ABOUT THIS EXERCISE.
Give only the number of lines in the following entries where "possible" appears.

[Start of section]

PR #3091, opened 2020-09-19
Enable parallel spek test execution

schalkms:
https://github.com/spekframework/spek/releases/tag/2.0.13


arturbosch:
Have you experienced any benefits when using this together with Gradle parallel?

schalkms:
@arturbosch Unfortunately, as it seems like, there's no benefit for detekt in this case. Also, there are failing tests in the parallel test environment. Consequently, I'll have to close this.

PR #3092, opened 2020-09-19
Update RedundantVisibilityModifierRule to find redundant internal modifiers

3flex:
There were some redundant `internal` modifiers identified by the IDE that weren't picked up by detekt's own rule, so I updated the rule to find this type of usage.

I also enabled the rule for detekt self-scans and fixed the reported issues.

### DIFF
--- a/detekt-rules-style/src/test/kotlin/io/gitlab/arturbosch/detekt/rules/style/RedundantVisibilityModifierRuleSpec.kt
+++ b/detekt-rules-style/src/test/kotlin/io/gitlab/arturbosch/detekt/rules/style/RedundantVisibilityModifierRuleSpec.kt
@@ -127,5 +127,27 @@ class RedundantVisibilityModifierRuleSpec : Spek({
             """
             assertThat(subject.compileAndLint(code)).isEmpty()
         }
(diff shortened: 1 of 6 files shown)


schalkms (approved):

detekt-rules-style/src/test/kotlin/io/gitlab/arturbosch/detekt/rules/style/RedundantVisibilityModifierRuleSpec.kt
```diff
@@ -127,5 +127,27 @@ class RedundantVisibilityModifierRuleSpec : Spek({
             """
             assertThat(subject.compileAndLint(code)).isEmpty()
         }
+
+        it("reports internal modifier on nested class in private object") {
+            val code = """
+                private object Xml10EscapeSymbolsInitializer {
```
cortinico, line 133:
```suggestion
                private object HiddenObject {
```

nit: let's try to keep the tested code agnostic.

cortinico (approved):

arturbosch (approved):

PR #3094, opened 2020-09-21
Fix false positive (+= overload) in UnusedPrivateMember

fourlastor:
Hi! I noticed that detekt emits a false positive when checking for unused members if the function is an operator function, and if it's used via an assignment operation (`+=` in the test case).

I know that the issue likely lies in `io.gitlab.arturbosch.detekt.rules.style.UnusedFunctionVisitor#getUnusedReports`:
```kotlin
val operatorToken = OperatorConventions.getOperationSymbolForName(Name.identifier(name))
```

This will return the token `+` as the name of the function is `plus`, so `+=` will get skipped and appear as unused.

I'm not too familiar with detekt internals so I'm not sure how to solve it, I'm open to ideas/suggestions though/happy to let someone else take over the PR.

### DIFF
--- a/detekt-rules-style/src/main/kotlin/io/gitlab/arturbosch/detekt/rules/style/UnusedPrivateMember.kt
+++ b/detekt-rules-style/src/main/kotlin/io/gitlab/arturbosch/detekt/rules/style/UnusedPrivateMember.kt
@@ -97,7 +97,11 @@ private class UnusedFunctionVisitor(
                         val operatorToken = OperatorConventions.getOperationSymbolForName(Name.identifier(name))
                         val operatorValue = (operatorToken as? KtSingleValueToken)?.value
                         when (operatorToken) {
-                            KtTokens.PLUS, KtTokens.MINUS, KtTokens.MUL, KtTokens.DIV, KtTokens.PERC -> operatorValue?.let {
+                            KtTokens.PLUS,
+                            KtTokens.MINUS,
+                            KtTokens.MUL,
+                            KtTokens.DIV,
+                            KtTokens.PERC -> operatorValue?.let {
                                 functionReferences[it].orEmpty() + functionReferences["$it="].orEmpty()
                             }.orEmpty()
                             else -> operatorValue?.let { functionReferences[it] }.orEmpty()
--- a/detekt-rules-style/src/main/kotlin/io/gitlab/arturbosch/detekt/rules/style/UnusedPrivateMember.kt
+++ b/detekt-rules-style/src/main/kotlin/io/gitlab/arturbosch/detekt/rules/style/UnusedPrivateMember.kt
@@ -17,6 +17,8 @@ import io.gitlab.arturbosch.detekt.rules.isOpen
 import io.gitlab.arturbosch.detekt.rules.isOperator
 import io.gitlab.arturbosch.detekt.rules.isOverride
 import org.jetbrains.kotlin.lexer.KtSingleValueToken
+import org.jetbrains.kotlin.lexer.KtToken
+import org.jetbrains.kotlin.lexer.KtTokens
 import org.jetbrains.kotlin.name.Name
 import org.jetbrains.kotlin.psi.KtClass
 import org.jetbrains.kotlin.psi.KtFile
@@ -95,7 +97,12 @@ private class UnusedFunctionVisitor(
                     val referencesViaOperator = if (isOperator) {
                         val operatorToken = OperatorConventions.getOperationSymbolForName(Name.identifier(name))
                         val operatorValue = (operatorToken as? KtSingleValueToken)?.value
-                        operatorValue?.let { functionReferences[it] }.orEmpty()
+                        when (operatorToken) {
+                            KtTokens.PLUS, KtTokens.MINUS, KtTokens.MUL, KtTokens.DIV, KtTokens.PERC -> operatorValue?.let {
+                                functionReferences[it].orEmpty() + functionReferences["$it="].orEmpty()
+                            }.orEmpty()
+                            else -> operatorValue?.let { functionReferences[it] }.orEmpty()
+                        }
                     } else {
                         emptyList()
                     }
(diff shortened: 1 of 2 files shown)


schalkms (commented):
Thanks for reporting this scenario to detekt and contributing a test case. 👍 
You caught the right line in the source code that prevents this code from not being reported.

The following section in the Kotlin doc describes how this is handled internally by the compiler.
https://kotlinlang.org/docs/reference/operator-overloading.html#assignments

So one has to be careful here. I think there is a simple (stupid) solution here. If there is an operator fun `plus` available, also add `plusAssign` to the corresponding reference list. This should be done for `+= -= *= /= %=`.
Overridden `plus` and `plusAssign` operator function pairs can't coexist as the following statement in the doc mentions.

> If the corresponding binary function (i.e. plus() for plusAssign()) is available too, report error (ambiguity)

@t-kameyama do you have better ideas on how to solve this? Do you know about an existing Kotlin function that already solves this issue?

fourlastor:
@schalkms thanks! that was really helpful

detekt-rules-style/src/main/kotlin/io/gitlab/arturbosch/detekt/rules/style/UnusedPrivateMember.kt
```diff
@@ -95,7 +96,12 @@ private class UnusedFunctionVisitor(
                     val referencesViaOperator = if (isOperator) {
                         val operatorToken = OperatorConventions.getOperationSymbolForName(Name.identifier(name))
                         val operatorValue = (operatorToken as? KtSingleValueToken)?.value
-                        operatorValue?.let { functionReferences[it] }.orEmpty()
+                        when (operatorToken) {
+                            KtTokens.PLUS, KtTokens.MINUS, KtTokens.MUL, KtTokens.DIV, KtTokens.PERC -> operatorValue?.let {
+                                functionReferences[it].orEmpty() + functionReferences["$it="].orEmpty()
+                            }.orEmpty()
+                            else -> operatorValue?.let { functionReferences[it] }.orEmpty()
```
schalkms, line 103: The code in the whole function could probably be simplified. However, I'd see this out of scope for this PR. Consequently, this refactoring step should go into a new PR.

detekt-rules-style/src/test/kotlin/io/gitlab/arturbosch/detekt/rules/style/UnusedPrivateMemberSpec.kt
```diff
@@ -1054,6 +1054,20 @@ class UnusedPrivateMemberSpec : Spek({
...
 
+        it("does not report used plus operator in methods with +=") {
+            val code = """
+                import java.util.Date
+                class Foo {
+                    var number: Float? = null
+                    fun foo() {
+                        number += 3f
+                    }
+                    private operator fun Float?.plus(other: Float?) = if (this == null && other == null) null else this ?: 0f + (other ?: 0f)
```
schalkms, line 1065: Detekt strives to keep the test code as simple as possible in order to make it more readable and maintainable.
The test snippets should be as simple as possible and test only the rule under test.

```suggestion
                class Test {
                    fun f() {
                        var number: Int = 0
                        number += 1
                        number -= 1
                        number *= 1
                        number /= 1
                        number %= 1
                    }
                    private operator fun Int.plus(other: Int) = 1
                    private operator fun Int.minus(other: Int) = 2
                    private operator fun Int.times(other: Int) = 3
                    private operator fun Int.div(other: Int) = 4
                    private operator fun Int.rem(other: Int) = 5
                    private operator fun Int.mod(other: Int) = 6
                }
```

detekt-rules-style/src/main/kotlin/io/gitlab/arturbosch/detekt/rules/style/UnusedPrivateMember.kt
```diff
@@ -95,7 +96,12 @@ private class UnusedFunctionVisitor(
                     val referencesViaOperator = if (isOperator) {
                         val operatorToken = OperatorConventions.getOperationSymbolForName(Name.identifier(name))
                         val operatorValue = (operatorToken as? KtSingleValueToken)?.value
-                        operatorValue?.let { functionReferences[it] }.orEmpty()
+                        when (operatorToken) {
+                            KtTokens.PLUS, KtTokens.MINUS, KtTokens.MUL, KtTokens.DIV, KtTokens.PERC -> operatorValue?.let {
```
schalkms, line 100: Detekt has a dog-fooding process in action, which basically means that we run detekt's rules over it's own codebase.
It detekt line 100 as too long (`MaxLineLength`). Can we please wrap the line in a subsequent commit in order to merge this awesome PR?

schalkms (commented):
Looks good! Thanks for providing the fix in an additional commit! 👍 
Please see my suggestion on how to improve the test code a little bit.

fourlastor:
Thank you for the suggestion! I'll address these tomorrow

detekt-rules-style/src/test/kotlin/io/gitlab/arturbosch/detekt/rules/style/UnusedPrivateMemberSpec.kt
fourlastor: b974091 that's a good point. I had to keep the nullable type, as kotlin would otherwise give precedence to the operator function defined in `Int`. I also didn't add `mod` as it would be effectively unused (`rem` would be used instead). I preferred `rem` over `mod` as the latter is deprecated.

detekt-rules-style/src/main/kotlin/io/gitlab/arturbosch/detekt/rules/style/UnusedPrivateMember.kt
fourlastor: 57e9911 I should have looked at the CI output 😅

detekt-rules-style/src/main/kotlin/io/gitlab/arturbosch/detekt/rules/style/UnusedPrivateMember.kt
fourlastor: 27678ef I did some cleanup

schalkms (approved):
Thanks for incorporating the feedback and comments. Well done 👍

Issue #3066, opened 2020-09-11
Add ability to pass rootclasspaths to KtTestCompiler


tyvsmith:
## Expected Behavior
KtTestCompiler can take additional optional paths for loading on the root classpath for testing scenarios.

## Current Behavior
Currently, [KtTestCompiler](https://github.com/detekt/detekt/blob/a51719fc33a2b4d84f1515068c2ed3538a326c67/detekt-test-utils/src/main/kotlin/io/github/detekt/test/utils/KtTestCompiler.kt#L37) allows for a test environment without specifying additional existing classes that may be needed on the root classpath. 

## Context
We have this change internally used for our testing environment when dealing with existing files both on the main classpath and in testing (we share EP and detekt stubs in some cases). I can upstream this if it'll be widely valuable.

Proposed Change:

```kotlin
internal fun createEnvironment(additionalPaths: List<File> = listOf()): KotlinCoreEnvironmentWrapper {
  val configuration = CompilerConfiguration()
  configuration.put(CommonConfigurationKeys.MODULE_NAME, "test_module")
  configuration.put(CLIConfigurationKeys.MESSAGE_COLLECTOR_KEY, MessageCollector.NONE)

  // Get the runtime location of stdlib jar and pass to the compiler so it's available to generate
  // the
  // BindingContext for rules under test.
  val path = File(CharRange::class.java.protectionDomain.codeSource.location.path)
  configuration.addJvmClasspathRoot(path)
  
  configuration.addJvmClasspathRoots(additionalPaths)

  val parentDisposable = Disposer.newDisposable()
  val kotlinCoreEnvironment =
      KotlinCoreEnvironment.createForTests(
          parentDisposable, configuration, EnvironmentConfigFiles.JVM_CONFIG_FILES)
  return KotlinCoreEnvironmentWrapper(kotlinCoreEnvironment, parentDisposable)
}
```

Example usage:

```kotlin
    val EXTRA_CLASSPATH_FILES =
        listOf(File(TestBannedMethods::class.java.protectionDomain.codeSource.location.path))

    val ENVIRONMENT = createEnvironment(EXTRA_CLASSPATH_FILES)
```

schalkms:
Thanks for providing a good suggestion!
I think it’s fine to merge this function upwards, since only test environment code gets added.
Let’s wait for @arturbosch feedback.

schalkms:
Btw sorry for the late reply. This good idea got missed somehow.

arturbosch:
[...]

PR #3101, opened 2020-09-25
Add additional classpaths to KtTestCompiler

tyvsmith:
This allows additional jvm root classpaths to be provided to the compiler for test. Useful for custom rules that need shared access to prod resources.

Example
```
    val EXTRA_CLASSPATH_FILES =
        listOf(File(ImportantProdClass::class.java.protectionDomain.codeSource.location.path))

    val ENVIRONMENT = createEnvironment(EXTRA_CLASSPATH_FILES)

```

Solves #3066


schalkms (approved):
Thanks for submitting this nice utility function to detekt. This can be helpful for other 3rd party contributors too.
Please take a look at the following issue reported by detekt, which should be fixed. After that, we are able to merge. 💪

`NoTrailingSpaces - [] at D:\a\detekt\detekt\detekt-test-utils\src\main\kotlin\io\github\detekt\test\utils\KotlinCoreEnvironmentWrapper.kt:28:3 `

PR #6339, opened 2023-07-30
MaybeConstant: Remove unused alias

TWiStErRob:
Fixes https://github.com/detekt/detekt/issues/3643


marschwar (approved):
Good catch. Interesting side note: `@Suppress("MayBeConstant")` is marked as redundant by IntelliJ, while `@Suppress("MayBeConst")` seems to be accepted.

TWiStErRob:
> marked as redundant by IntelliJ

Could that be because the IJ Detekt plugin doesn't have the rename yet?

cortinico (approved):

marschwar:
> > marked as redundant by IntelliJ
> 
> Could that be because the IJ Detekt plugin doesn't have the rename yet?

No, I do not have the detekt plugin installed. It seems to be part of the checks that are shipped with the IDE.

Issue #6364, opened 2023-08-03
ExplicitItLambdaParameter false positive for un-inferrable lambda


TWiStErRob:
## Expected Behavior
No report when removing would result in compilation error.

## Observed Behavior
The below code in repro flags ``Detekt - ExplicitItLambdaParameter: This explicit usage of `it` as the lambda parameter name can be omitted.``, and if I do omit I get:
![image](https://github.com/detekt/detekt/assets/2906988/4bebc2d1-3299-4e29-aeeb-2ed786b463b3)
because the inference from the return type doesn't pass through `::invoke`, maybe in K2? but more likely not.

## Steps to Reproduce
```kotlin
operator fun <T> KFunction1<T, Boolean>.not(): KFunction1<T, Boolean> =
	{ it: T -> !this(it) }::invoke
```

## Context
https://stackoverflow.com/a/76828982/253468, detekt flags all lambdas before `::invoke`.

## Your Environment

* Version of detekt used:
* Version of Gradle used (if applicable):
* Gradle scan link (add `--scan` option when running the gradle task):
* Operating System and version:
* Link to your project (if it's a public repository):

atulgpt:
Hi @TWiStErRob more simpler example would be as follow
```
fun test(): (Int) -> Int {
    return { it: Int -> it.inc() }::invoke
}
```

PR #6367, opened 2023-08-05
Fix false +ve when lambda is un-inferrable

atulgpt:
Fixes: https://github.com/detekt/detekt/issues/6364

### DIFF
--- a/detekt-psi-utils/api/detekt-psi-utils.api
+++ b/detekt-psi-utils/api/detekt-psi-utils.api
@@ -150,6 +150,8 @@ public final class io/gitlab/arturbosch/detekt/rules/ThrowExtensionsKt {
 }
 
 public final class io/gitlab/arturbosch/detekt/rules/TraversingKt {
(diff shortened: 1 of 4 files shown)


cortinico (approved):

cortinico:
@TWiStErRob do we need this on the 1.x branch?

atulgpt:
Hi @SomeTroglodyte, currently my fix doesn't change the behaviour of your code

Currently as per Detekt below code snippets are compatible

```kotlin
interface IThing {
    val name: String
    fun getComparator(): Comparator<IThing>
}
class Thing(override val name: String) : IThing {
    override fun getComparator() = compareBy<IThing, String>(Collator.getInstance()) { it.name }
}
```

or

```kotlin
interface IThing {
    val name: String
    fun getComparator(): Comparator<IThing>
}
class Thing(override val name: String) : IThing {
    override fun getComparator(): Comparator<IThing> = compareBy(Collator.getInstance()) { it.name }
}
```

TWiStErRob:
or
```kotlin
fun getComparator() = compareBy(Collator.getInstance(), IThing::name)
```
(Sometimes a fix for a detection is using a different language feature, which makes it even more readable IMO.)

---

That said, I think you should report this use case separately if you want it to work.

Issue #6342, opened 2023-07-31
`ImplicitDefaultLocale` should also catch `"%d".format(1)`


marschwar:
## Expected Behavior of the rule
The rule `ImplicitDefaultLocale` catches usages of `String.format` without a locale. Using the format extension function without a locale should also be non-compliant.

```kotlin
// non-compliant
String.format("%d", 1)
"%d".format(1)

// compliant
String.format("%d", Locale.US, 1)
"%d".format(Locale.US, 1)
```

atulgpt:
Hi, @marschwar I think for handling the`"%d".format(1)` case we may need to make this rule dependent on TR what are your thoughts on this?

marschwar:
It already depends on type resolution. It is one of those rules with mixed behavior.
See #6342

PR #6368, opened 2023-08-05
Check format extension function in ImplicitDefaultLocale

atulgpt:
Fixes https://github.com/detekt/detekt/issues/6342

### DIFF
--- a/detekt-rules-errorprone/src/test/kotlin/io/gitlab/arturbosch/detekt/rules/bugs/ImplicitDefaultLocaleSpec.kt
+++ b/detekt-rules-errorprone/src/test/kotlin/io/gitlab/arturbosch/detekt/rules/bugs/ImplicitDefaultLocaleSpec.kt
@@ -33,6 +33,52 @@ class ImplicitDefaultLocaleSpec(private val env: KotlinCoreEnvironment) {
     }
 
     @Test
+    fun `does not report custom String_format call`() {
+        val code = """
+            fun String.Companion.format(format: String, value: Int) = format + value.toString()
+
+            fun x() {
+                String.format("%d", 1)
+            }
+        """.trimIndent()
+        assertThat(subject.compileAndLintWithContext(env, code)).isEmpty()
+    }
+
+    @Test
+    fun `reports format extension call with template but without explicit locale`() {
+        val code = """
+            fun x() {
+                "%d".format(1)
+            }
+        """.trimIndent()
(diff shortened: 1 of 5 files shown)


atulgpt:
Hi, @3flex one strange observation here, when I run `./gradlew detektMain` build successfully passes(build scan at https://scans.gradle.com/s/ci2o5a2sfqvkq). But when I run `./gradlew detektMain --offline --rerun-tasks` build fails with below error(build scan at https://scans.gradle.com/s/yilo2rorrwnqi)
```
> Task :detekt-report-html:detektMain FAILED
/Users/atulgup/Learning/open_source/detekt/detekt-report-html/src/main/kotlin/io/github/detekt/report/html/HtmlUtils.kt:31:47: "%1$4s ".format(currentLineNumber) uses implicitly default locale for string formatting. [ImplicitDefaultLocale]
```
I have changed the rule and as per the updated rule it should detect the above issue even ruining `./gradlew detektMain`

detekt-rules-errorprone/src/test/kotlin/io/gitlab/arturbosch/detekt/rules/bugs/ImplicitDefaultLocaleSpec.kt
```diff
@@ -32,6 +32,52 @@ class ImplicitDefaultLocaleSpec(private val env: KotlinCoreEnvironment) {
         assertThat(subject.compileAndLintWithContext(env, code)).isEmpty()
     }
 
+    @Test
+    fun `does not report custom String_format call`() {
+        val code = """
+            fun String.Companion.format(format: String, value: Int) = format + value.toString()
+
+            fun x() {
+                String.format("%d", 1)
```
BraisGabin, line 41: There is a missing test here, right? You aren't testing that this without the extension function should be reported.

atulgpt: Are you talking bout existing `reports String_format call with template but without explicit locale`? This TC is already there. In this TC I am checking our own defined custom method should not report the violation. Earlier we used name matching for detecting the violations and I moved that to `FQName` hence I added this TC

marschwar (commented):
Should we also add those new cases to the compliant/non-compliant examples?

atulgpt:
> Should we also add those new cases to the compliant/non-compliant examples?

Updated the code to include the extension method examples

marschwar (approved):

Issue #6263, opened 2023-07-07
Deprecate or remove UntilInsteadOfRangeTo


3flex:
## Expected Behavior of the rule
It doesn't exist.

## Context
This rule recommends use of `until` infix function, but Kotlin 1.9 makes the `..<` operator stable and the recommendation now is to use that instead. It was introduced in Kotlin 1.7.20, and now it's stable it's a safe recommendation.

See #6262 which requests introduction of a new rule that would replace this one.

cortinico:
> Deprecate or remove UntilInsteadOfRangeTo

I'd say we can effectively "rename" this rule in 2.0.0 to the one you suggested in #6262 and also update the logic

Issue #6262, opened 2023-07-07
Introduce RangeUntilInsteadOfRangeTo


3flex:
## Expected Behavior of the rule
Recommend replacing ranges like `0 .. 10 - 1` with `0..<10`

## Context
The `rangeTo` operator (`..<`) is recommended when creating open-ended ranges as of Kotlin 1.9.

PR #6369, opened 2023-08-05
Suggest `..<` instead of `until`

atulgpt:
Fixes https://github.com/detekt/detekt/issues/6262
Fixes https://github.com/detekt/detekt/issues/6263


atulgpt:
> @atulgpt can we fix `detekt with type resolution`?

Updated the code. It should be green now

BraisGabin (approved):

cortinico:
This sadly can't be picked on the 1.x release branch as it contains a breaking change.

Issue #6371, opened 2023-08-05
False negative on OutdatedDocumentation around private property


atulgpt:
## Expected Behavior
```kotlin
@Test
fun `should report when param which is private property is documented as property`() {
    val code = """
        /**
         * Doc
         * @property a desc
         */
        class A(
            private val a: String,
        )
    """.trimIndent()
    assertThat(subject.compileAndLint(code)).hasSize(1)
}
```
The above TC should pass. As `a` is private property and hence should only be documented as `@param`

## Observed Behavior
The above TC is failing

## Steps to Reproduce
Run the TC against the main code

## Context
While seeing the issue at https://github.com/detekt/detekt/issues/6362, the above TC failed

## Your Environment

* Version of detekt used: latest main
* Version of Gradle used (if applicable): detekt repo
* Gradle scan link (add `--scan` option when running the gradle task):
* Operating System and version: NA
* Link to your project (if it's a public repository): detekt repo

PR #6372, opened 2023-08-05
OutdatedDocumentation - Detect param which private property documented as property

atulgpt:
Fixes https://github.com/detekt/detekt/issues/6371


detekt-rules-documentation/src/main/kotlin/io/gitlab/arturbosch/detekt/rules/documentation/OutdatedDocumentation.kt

[End of section]

PROBLEM SOLUTION.
2